After Horn left Richards told Irvine, “So that is Tom Horn! A very
different man from what I expected to meet. Why, he is not bad-looking,
and is quite intelligent; but a cool devil, ain’t he?”
Horn
continued his work as a cattle detective through the 1890s. In 1900, he
murdered Matt Rash and Isom Dart, two suspected cattle thieves, in
Brown’s Park where the Colorado, Utah and Wyoming borders intersect.
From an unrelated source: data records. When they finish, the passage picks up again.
Issue #2222, opened 2024-08-02
Make Ext import extensions consitent


sodic:
## Summary
Our allowed external import extensions are all over the place:
- LSP, Snippets, and `wasp start` don't agree on what's allowed.
- Different rules apply for different declarations (depending on where Wasp uses the user's code).

Issues that already talk about this problem

Let's fix this.

## Details
There are three implicit categories of external imports (that I've discovered so far, there might be more). Each import falls into one or more of the categories: 
1. Ext imports used by the **SDK** (e.g., Queries).
2. Ext imports used by the **server** (e.g., server setup function, Queries).
3. Ext imports used by the **web-app** (e.g., pages, client setup function).

Notice how Queries fall into two categories. That's because they're copied into the SDK and also directly imported on the server (we do this to give users better error messages).

Since different imports end up in different build contexts, they are subject to different constraints (one context allows certain extensions, the other allows other extensions), making the behavior look random and confusing to users.

We've made some attempts at fixing this, and we have issues that talk about the problem:
- https://github.com/wasp-lang/wasp/pull/1714
- https://github.com/wasp-lang/wasp/issues/1717
- https://github.com/wasp-lang/wasp/issues/1363

But we never fully committed to properly deciding what we allow and where. The situation got worse after 0.12.0, which introduced an additional context with its own set of import constraints (the SDK).

## Solution
Craig made some good points here: https://github.com/wasp-lang/wasp/issues/1363#issuecomment-1670035480. He talks about two distinct but related problems:
- Handling extensions in the Wasp file (this issue).
- Handling extensions in user files (another issue, todo create).

We must:
1. Decide which extensions we want to support ([discord discussion](https://discord.com/channels/686873244791210014/1080864617347162122/1268855113301102633)).
2. Implement proper mappings in the SDK generator.
3. Implement proper mappings in the server generator.
4. Implement proper mappings in the web app generator.

By "mappings" I mean "mappings in Haskell and resolve configurations in the project." 

### Extra problem with the SDK build:
It's possible for the SDK build to pass, leaving extensions to cause problems in runtime. It happens with relative import references to files without extensions, and it also happened here: https://github.com/wasp-lang/wasp/issues/2096#issuecomment-2263566708.

I'm not yet sure 100% how this is possible. I'm guessing:
- TypeScript can resolve the files during the "Build SDK" step and doesn't change the extension.
- The runtime can't resolve the same fails with the same extensions and reports an error.

[...]

Issue #2096, opened 2024-06-12
Resolving `ext-src` imports in the SDK if the user declares an import with the `.js` ext


infomiho:
**Users get a weird error saying they can't import `queries.js.js something something`.** 

I've reproduced with the latest Wasp version: `0.13.2`

As far as I can see, it seems related to the exports fields and the `ext-src/*` entry 😄 

Two instances on Discord:
- https://ptb.discord.com/channels/686873244791210014/1250145383322091561/1250145383322091561
- https://ptb.discord.com/channels/686873244791210014/1249857194925752401/1249857194925752401

Martinsos:
Sending this back to triage, multiple people had this and error message is quite confusing, we should take care of it.

Martinsos:
This is in a way related to #2087

Martinsos:
User said following:

> Was odd because the issue was nonexistent until one day it wasn't.

That is peculiar!

sodic:
> That is peculiar! Might it mean that one of the deps updated minor version and caused this that way?

The error is only triggered when you import an operation from `wasp/server/operations` into server code that gets used (e.g., the server setup function or an API call). Here's a minimal repro example.

You need the following Wasp file:
```c
app extension {
  wasp: {
    version: "^0.14.0"
  },
  title: "example",
  server: { setupFn: import { setup } from "@src/setup" }
}

// ...

action jsAction {
  fn: import { jsAction } from "@src/jsAction.js"
}
```
And the following code in `setup.js`:
```javascript
import { jsAction } from "wasp/server/operations";

export function setup() {
  console.log(jsAction);
}
```
Without the import in `setup.js`, the error doesn't happen. This is why it our users probably felt the issue appeared out of thin air - it was caused by something seemingly unrelated (and I had a hard time tracking it down).

Since **this specific was accidentally fixed with Wasp 0.14.0** thanks to [this change](https://github.com/wasp-lang/wasp/blob/ecf1f8228774aaa2b8e1ec5d8d398dbc03171b95/waspc/src/Wasp/Generator/SdkGenerator/Server/OperationsGenerator.hs#L176) introduced in commit https://github.com/wasp-lang/wasp/pull/1930/commits/c184a9bd23d808475c78fcc75c2f7150b22e8b13, I'm closing the issue.

We still have other extension-related problems which I'll cover in a different issue.

PR #2225, opened 2024-08-02
Start making ext-src SDK imports relative

sodic:
Originally motivated by #2096, but it turns out that was solved with 0.14.0 (see the issue for details)

We still have other extension-related problems (described in #2222), so this is still something we should do.

### DIFF
--- a/waspc/src/FilePath/Extra.hs
+++ b/waspc/src/FilePath/Extra.hs
@@ -15,8 +15,8 @@ reversePosixPath :: FilePath -> FilePath
 reversePosixPath path
   | null parts = "."
   | otherwise =
-      assert (".." `notElem` parts) $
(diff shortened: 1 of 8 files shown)


infomiho:
@sodic what did you try to do here? Could you give me a high level explanation so I can review with that context in mind?

sodic:
I tried to change the ext imports inside the SDK:
- From `import { getFoo } from 'wasp/ext-src/operations/queries`
- To `import { getFoo } from '../../wasp/ext-src/operations/queries/index.js`

Here's my attempt: https://github.com/wasp-lang/wasp/pull/2225

I stopped because it opened a can of worms I documented in #2222

sodic:
I mentioned the PR in its relevat issue, we'll pick it up in the future.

The crimes received little notice in Wyoming.
The only thing
cattlemen hated more than homesteaders were sheepherders. And while the
large and small cattlemen fought amongst themselves the sheepherder
entered the territory taking over land and grazing their destructive
herds over the already crowded land. But it didn’t take long for the
eyes of the cattleman to turn his wrath on the sheepherder. We’ll get
into all this in more detail next week, but for now we’re looking at one
particular sheepherder Kels Nickell.

- Nickell Homestead
Seven
miles from Iron Mountain was the ranch of Kels Nickell, the only
sheepherder in the area. On July 18, 1901, Nickell’s fourteen-year-old
son, Willie was shot and killed by two bullets to the back. Willie, tall
for his age, wore his father’s coat and hat and rode his father’s
favorite horse, and therefore it was believed the killer mistook him for
Kels. Though Willie fell face down, someone turned the body over and
placed a stone under Willie’s head. There were no footprints or shells
left at the scene. Seventeen days after that, Kels was shot, wounding
him in the arm, hip and side. While he was in the hospital, masked men
clubbed a number of Kels’ sheep to death. The Nickell family moved to
Saratoga not long after he recovered.
- Joe LeFors
Deputy
U.S. Marshal Joe LeFors was hired by the county commissioners in
Cheyenne to investigate the crime. LeFors used letters from a former
boss in Miles City, Montana stating the need for someone to do a
“secret” job to lure Tom Horn out of hiding.
Horn left John
Coble’s place in Bosler meeting LeFors at the U.S. Marshal’s office in
Cheyenne on January 11, 1902. LeFors secreted a stenographer, Charles
Olnhaus, and a witness, Laramie County Deputy Sheriff Leslie Snow,
behind a locked door. Over the course of a two hour interview, LeFors
led Horn into making a series of incriminating remarks about the Nickell
killing. The most damaging statement being, “It was the best shot I
ever mad and the dirtiest trick I ever done.”
Horn allegedly told
LeFors that he had been paid in advance and received $2,100 for killing
three men and taking five shots at another. He told LeFors the reason
there were no footprints is he was barefoot. LeFors asked whether Horn
had carried the shells away, to which Horn responded: "You bet your
[expletive deleted] life I did." On Monday, January 13, Laramie County
Sheriff Edwin J. Smalley, accompanied by Deputy Sheriff Richard A.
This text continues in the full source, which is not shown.